(Stored items)

====

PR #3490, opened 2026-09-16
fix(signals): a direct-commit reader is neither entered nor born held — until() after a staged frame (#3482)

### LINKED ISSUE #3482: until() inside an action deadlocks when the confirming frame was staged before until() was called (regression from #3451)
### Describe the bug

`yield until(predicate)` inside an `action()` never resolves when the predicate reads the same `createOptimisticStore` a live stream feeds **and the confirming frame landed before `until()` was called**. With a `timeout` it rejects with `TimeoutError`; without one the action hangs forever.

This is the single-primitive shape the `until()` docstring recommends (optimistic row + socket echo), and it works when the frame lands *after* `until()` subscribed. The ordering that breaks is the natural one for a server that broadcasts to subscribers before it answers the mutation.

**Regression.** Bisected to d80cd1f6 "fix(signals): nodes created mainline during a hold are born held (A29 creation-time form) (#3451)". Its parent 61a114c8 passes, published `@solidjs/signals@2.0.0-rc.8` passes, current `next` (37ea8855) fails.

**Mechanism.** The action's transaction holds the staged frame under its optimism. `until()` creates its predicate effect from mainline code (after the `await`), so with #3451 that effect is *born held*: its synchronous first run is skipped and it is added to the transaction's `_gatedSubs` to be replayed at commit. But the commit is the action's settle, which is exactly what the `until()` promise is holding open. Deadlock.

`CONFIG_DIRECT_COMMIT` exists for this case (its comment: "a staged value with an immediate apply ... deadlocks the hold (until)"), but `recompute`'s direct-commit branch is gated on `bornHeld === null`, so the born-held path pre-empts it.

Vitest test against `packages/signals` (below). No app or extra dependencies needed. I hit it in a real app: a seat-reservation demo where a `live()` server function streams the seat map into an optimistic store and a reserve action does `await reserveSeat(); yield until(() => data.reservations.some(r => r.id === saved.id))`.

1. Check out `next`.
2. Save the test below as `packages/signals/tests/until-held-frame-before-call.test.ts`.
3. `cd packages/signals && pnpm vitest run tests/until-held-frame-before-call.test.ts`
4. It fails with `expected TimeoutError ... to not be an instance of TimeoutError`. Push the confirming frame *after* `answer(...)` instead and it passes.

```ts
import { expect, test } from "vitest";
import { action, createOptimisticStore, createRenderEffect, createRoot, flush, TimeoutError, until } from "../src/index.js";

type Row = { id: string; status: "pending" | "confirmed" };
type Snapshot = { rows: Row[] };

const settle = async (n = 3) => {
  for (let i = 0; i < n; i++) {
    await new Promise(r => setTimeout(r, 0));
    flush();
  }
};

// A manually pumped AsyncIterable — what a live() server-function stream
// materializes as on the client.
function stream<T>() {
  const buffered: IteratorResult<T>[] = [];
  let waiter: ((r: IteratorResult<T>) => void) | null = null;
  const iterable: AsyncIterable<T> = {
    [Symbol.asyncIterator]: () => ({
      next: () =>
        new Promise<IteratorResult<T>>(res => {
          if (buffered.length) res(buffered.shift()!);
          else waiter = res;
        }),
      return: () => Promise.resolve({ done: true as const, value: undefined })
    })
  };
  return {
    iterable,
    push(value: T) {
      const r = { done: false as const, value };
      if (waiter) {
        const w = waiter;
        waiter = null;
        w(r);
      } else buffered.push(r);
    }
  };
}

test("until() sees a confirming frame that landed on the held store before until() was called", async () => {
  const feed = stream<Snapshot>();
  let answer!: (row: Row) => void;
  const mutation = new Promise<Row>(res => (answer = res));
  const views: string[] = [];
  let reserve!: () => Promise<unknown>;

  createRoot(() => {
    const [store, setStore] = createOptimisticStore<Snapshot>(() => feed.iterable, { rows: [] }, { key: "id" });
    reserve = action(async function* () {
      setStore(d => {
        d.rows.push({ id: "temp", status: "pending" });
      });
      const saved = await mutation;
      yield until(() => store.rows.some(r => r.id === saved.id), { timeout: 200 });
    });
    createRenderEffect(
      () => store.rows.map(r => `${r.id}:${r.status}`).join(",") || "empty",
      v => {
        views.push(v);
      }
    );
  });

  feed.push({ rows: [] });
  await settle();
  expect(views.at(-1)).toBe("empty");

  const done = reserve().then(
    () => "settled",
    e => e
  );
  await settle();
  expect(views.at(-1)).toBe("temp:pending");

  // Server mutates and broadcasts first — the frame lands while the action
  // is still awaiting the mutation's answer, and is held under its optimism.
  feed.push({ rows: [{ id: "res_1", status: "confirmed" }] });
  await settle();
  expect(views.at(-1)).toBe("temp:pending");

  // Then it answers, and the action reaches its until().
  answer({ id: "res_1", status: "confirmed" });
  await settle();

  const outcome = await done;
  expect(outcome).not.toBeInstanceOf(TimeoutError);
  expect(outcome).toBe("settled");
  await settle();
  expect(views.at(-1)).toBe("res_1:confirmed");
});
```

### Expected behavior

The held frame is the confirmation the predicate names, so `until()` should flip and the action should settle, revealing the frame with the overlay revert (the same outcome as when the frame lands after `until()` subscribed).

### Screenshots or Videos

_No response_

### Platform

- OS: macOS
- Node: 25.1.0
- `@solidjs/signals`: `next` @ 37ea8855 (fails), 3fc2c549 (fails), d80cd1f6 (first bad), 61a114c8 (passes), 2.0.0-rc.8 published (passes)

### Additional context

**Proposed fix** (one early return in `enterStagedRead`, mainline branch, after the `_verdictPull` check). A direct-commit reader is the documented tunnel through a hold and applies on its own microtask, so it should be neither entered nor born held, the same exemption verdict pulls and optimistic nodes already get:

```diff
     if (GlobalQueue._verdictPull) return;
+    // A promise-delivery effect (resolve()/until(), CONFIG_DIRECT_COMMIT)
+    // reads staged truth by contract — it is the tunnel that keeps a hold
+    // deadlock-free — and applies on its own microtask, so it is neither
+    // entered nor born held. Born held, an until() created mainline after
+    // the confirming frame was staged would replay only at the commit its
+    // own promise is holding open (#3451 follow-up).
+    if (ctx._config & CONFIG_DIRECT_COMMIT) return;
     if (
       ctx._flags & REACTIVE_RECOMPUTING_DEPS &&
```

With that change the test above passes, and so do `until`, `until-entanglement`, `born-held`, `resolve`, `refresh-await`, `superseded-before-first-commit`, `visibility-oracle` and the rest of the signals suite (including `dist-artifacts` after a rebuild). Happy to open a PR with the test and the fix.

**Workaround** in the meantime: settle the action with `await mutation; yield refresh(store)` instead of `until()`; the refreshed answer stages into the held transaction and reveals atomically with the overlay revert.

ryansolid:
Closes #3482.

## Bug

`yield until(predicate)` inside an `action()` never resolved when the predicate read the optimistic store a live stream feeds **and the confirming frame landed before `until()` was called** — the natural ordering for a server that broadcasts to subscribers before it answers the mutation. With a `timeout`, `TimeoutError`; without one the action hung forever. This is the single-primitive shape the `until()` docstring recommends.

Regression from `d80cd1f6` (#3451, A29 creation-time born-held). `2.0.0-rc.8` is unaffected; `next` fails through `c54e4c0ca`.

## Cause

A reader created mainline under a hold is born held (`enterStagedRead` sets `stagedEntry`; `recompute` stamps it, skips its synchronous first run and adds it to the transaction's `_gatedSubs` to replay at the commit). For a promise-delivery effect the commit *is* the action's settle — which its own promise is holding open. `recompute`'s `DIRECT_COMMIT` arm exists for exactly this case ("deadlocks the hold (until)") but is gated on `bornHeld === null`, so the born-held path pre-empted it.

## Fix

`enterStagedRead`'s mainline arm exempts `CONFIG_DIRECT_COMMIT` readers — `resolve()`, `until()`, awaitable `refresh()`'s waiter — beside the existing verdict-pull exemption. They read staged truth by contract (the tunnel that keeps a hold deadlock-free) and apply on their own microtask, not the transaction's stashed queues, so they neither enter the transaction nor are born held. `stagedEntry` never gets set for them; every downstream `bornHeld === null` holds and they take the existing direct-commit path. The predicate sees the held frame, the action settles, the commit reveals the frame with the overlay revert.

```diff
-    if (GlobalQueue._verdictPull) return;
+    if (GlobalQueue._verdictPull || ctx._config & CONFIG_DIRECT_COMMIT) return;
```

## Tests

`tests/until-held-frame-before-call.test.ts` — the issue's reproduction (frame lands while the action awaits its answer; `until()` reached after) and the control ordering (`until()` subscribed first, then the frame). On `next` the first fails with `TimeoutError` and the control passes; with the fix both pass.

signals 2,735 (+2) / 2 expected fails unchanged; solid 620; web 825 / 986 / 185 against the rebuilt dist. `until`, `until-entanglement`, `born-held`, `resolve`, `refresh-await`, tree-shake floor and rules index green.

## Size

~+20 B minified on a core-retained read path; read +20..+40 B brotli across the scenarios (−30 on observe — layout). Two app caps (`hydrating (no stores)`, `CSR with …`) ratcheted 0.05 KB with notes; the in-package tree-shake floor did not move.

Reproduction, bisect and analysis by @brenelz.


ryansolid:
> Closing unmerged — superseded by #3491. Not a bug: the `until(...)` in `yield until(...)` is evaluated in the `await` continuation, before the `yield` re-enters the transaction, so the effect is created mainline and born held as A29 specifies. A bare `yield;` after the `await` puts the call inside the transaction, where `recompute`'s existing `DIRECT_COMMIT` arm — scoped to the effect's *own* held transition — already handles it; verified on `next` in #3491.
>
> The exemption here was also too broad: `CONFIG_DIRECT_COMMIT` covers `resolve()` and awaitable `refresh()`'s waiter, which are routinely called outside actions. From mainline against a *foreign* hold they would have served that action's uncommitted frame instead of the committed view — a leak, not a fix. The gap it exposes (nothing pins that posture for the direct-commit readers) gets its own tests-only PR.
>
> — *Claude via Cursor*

====

What is expected> The lines to return are those in the entries above that include "should".

Result>
The held frame is the confirmation the predicate names, so `until()` should flip and the action should settle, revealing the frame with the overlay revert (the same outcome as when the frame lands after `until()` subscribed).
**Proposed fix** (one early return in `enterStagedRead`, mainline branch, after the `_verdictPull` check). A direct-commit reader is the documented tunnel through a hold and applies on its own microtask, so it should be neither entered nor born held, the same exemption verdict pulls and optimistic nodes already get:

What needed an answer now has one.